Exercise brief | Give the count of lines in the data that include "work", with no other words.

** Task material follows **

PR #2131, opened 2016-04-25
Page navigation doesn't inject "pagePlaceholder" anymore

vogdb:
How it should work:
1. When you start navigating to a different page we replace the current page with the "placeholder" (empty).
2. After a short timeout we inject a spinner into the placeholder
3. Once loaded we replace the placeholder with the actual content

Looks to me like step 1) doesn't work anymore.
I think this was lost in 2e60c6fd7ca9b631e0c466de8772b3c9c70a82d4.

cc @christopheschwyzer


vogdb:
@zazabe please review

zazabe:
lgtm!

** End of Task material **

Answer to this task | 2